Now, there is a database setting that is fairly popular which is known
as READ COMMITTED SNAPSHOT ISOLATION. In this mode, readers read data
from the version store if a row is blocked. This means that if a reader
access any of the parent or the children why the delete is going on,
will see the entire tree as it was before the DELETE started.
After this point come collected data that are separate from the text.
PR #344, opened 2023-01-27
feat: random kademlia walks

### LINKED ISSUE #73: chore: automatic kademlia walks

ozwaldorf:
## Why

Resolves #73 

## What

- add `network_config.kad_walk_interval` (defaulting to 300 seconds / 5 minutes)
- add timer to trigger random kad walks in service.rs

## Demo

(for the demo, lowered the delay to 1s just to grab a screenshot quickly)

image

## Checklist

- ~~I have made corresponding changes to the tests~~
- ~~I have made corresponding changes to the documentation~~

### DIFF
--- a/crates/ursa-network/src/service.rs
+++ b/crates/ursa-network/src/service.rs
@@ -220,7 +220,7 @@ where
     cached_content: CacheSummary,
     /// Content summaries from other nodes.
     peer_cached_content: HashMap<PeerId, CacheSummary>,
-    /// Interval for random Kademlia walks
+    /// Interval for random Kademlia walks.
     kad_walk_interval: u64,
 }
 
--- a/crates/ursa-network/src/service.rs
+++ b/crates/ursa-network/src/service.rs
@@ -40,11 +40,12 @@ use libp2p::{
 };
 use libp2p_bitswap::{BitswapEvent, QueryId};
 use rand::prelude::SliceRandom;
-use std::fmt::Debug;
 use std::{
     collections::{HashMap, HashSet},
+    fmt::Debug,
     num::{NonZeroU8, NonZeroUsize},
     sync::Arc,
+    time::Duration,
 };
 use tokio::{
     select,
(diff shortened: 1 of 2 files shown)


ozwaldorf:
cc @mxinden continuing the conversation from https://github.com/fleek-network/ursa/pull/343#issuecomment-1406789107

https://github.com/fleek-network/ursa/blob/c4f3d832dc7737dceec5d3e8de227b98b329dab9/crates/ursa-network/src/service.rs#L949-L951
In this pr I used get closest peers to a random peer id, whereas you previously suggested to use bootstrap() at an interval. Depending on the implementation, I've seen both kinds used, I'm curious if there's any real difference or benefit from using bootstrap directly for the walk

crates/ursa-network/src/service.rs
```diff
@@ -218,6 +220,8 @@ where
     cached_content: CacheSummary,
     /// Content summaries from other nodes.
     peer_cached_content: HashMap<PeerId, CacheSummary>,
+    /// Interval for random Kademlia walks
```
kckeiks, line 223:
```suggestion
    /// Interval for random Kademlia walks.
```

kckeiks (approved):

crates/ursa-network/src/service.rs
kckeiks: Don't worry about this one. I'm planning to do some clean up with the comments soon.

kckeiks (approved):

mxinden:
Change looks good to me.

> @mxinden continuing the conversation from [#343 (comment)](https://github.com/fleek-network/ursa/pull/343#issuecomment-1406789107). you suggested there to use bootstrap() at an interval, whereas in this pr I used get closest peers to a random peer id as seen here:
> 
> https://github.com/fleek-network/ursa/blob/c4f3d832dc7737dceec5d3e8de227b98b329dab9/crates/ursa-network/src/service.rs#L949-L951
> 
> Checking out several other implementations, I've seen both flows used interchangeably to keep the routing table fresh. I'm curious if there's any real difference or benefit from using bootstrap directly for the walk?
> 
> And of course, as always really appreciate the reviews and feedback! pray

A random walk does a single DHT lookup. A `bootstrap` call does one lookup per bucket.

Unfortunately I don't have any data on which of the two should happen periodically. Ultimately you are trading resource usage (periodic lookups) for low-latency (due to up-to-date routing table). Until we have more data, I suggest doing the cheaper operation, i.e. a random walk as you do in this pull request.

PR #363, opened 2023-02-06
feat: add testground to ci [work in progress]

matthias-wright:
See #311.
This is a draft PR because it's not working currently. I'm running into https://github.com/testground/testground/issues/1541. Interestingly, this only happens when using Github workflows and never when running the test plans locally. The problem is that the directories for the current run are not created at `/root/.config/testground/data/outputs/local_docker/fetching/<run-id>/<plan>/<index>`. The directory `/root/.config/testground/data/outputs` exists. Manually creating these directories might be a quick fix but won't solve the underlying issue.
I created a discussion in the testground repo for this issue: https://github.com/testground/testground/discussions/1568

Another thing to note:
At the moment, we are pulling the ursa crates from the ursa git repository. This can be seen for example here: https://github.com/fleek-network/ursa/blob/main/test-plans/fetching/Cargo.toml. This is fine but defeats the purpose of running the test plans on every PR. For this, we have to use the code from the current commit. The most straightforward way that I came up with to achieve this is to copy the code from the ursa crates into the test plan directories and then temporarily overwriting the corresponding Cargo.toml.

I added a script `scripts/run_testground.sh` that takes care of this when running testground locally.

### DIFF
--- a/.github/workflows/testground.yml
+++ b/.github/workflows/testground.yml
@@ -1,0 +1,73 @@
+name: testground-ci
+
+on:
+  push:
+    branches: [ "main" ]
+    paths:
+      - "crates/**"
+      - "test-plans/**"
+      - "Cargo.toml"
+      - ".github/workflows/testground.yml"
+  pull_request:
+    branches: [ "main" ]
+    paths:
+      - "crates/**"
+      - "test-plans/**"
+      - "Cargo.toml"
+      - ".github/workflows/testground.yml"
+
+jobs:
+  tests:
+    name: test plan ${{ matrix.plan }}
+    runs-on: ubuntu-latest
+    strategy:
+      fail-fast: false
+      matrix:
+        plan: ["data-transfer", "fetching"]
+
+    steps:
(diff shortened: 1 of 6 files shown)


kckeiks:
Thanks for taking this on!

Will the CI only validate that the tests build or that they ran successfully? The latter will be more complex right?

matthias-wright:
Thanks for taking a look! If the test plans would actually run without errors, then the CI will validate that they run successfully. In [this](https://github.com/fleek-network/ursa/blob/43862f8806f87f98430eefcf355f7b12b1391bbc/.github/workflows/testground.yml#L70) line, the `--wait` argument will make the command wait for the test plan to complete and the exit status will be 0 only if the test plan succeeded. The github ci then picks up on the exit status, so it should all work out.

b0xtch:
looks good

jxs:
Hey folks, this might interest you: https://github.com/libp2p/test-plans/issues/103

b0xtch:
Should we close this, given the move away from test ground?

PR #372, opened 2023-02-07
refactor(store): remove GraphSyncStorage

ozwaldorf:
## Why

The explicit `GraphSyncStore` struct is not needed, as the required trait for graphsync can be instead implemented directly on UrsaStore itself 

## What

- remove graphsyncstorage and use ursastore directly
- construct bitswapStorage from behaviour from a single ursastore param

## Checklist

### DIFF
--- a/crates/ursa-store/src/store.rs
+++ b/crates/ursa-store/src/store.rs
@@ -20,6 +20,14 @@ pub struct UrsaStore<S> {
     pub db: Arc<S>,
 }
 
+impl<S> Clone for UrsaStore<S> {
+    fn clone(&self) -> Self {
+        Self {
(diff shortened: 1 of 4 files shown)


crates/ursa-store/src/store.rs
```diff
@@ -20,6 +20,14 @@ pub struct UrsaStore<S> {
     pub db: Arc<S>,
 }
 
+impl<S> Clone for UrsaStore<S> {
```
kckeiks, line 23: How about `#[derive(Clone)]` instead?

kckeiks:
Small nit otherwise looks good!

kckeiks (approved):

PR #373, opened 2023-02-08
chore(proxy): clean up

kckeiks:
## Why

I initially wanted to implement an event driven pattern where proxy would send events to cache using a channel. However, this slowed down the proxy (not by much though, but still, we don't want that). Therefore, I gave up on the event driven pattern and I extended the cache trait. I did some other clean up too and removed unnecessary code. Overall performance is still the same.

## What

- Update cache trait.
- Add more configuration options for moka.
- Moka handles its own ttl so I got rid of the timer worker.
- Fixed a bug that would panic when we had invalid data in config instead of safe shutting down.

## Demo

 
Running on release mode.

```
Summary:
  Success rate: 1.0000
  Total:        1.5492 secs
  Slowest:      0.0268 secs
  Fastest:      0.0001 secs
  Average:      0.0008 secs
  Requests/sec: 64547.3651

  Total data:   2.52 GiB
  Size/request: 26.41 KiB
  Size/sec:     1.63 GiB

Response time histogram:
  0.000 [1]     |
  0.003 [99702] |■■■■■■■■■■■■■■■■■■■■■■■■■■■■■■■■
  0.005 [181]   |
  0.008 [38]    |
  0.011 [15]    |
  0.013 [12]    |
  0.016 [1]     |
  0.019 [0]     |
  0.021 [1]     |
  0.024 [41]    |
  0.027 [8]     |

Latency distribution:
  10% in 0.0004 secs
  25% in 0.0005 secs
  50% in 0.0007 secs
  75% in 0.0009 secs
  90% in 0.0011 secs
  95% in 0.0013 secs
  99% in 0.0018 secs

Details (average, fastest, slowest):
  DNS+dialup:   0.0216 secs, 0.0193 secs, 0.0251 secs
  DNS-lookup:   0.0000 secs, 0.0000 secs, 0.0001 secs

Status code distribution:
  [200] 100000 responses
```
## Checklist


crates/ursa-proxy/src/cache/moka_cache.rs
```diff
@@ -18,42 +22,40 @@ pub struct MokaCache {
...
-                        if let Err(e) = w.write_all(data.as_ref()).await {
-                            warn!("Failed to write to stream: {e:?}");
-                        }
-                    });
-                    response = Some(StreamBody::new(ReaderStream::new(r)).into_response());
+    fn get(&self, key: String) -> Option<Response> {
+        let mut response = None;
+        if let Some(data) = self.inner.get(&key) {
+            let (mut w, r) = duplex(self.stream_buf as usize);
+            spawn(async move {
```
b0xtch, line 43: nit: `task::spawn` consistency

b0xtch (approved):
Mint

crates/ursa-proxy/src/config.rs
```diff
@@ -22,21 +22,26 @@ pub struct ProxyConfig {
...
+    pub time_to_idle: u64,
+    pub time_to_live: u64,
 }
 
 impl Default for MokaConfig {
     fn default() -> Self {
         Self {
-            stream_buf: 2_000_000, // 2MB
+            max_capacity: 200_000_000,   //  Number of entries.
+            stream_buf: 1_000_000_000,   // 1GB.
```
ozwaldorf, line 42: Is `stream_buf` the proxies chunking size ?

kckeiks: Chunking size? 

This is what it's for https://docs.rs/tokio/latest/tokio/io/fn.duplex.html
> The max_buf_size argument is the maximum amount of bytes that can be written to a side before the write returns Poll::Pending.

ozwaldorf: I was thinking it was the chunk size used when streaming data to the client. No worries, seems like it's just an arbitrary number

ozwaldorf (approved):

scott-dn (approved):
Lgtm

ozwaldorf (approved):

scott-dn (approved):

PR #374, opened 2023-02-08
refactor: use git commit hash for agent versions

ozwaldorf:
## Why

Currently every node is identifying with the same crate version, which isn't updated, released, etc. We should instead use the git commit hash to identify the version of the codebase a node is running

## What

- nodes will use `ursa/<hash>` for their agent and package versions
- tests will use `ursa/tests` for their agent to provide some sort of separation for tests that connect to actual nodes
- Global metrics will now provide us real insights into what versions nodes are running

## Checklist

### DIFF
--- a/Cargo.toml
+++ b/Cargo.toml
@@ -69,6 +69,7 @@ pem = "1.1.0"
 prometheus-client = "0.19.0"
 rand = "0.8.5"
 resolve-path = "0.1.0"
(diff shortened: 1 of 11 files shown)


kckeiks (dismissed):

scott-dn (dismissed):

ozwaldorf:
cc @b0xtch

PR #380, opened 2023-02-09
chore: remove port from domain

b0xtch:
## Why
- nodes expose 443 and not 4069

## What

- Change domain default
- We are not golang so using full words
- change gateway default indexer URL

## Checklist

### DIFF
--- a/crates/ursa-index-provider/src/provider.rs
+++ b/crates/ursa-index-provider/src/provider.rs
@@ -165,7 +165,7 @@ where
         if let Some(head_cid) = *self.head.read().unwrap() {
             let message = Message {
                 Cid: head_cid,
-                Addrs: vec![multiaddr],
+                Addresses: vec![multiaddr],
                 ExtraData: *b"",
             };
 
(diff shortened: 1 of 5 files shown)


crates/ursa-index-provider/src/provider.rs
```diff
@@ -181,9 +181,10 @@ where
 #[derive(Serialize, Deserialize, Debug)]
 pub struct Message {
     pub Cid: Cid,
-    pub Addrs: Vec<Multiaddr>,
+    pub Addresses: Vec<Multiaddr>,
```
scott-dn, line 184: Is the announcement message struct changed from the indexer?
> https://docs.cid.contact/index-provider/overview
```go
{
	Cid:      cid.Cid
	Addrs     [][]byte
	ExtraData []byte `json:",omitempty"`
}
```

b0xtch: You are right, reverting, it irks me

PR #381, opened 2023-02-10
feat: save public address instead of requesting from autonat each time

ozwaldorf:
## Why

Allows for us to use the last known public address. Sometimes, the NAT status will fall back to private due to network idle, and the address is unknown

## What

- increase log level for private nat status, and expand the error message to hint that the user's setup is wrong and should be fixed
- save last received public address

## Checklist

- [na] I have made corresponding changes to the tests
- [na] I have made corresponding changes to the documentation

Then you can read with NOLOCK, in which case you will everything in
the flux of the moment. Don't go there.

Thanks for clarfiying things. From what you're telling me then, with
cascading deletes handled at the DB level itself (or cascading updates of
FKs to DBNull or the default value), any single UPDATE or DELETE statement
is atomic so there's no need to worry. That is, I simply need to apply
optimistic or pessissmistic concurrency whenever my app requires it (usually
the former for most), as well as transactions when performing *multiple*
UPDATE or DELETE statements (not required for a single UPDATE or DELETE),
and everything should work. There will be no problems IOW if someone else is
simultaneously trying to UPDATE, DELETE or even read the parent record
and/or any of its children (i.e., no unexpected collisions, undefined timing
problems, orphaned children, etc.). This all assumes the cascades are being
handled by the DB itself of course (I'm not rolling my own that is).

I'll have to do more research to get a better grip on things because how
this all works under the hood is still fuzzy. On the surface it seems there
are an enormous number of potential problems when many tables are linked via
FKs and various cascading relationships. People can be simultaneously
inserting, updating and reading records from these tables all over the place
and it appears (at least superfically) extremely complex (i.e., demanding on
the programmer to account for some of these scenarios themselves). I'll have
to give it some deeper thought but you've been very helpful. Thanks again.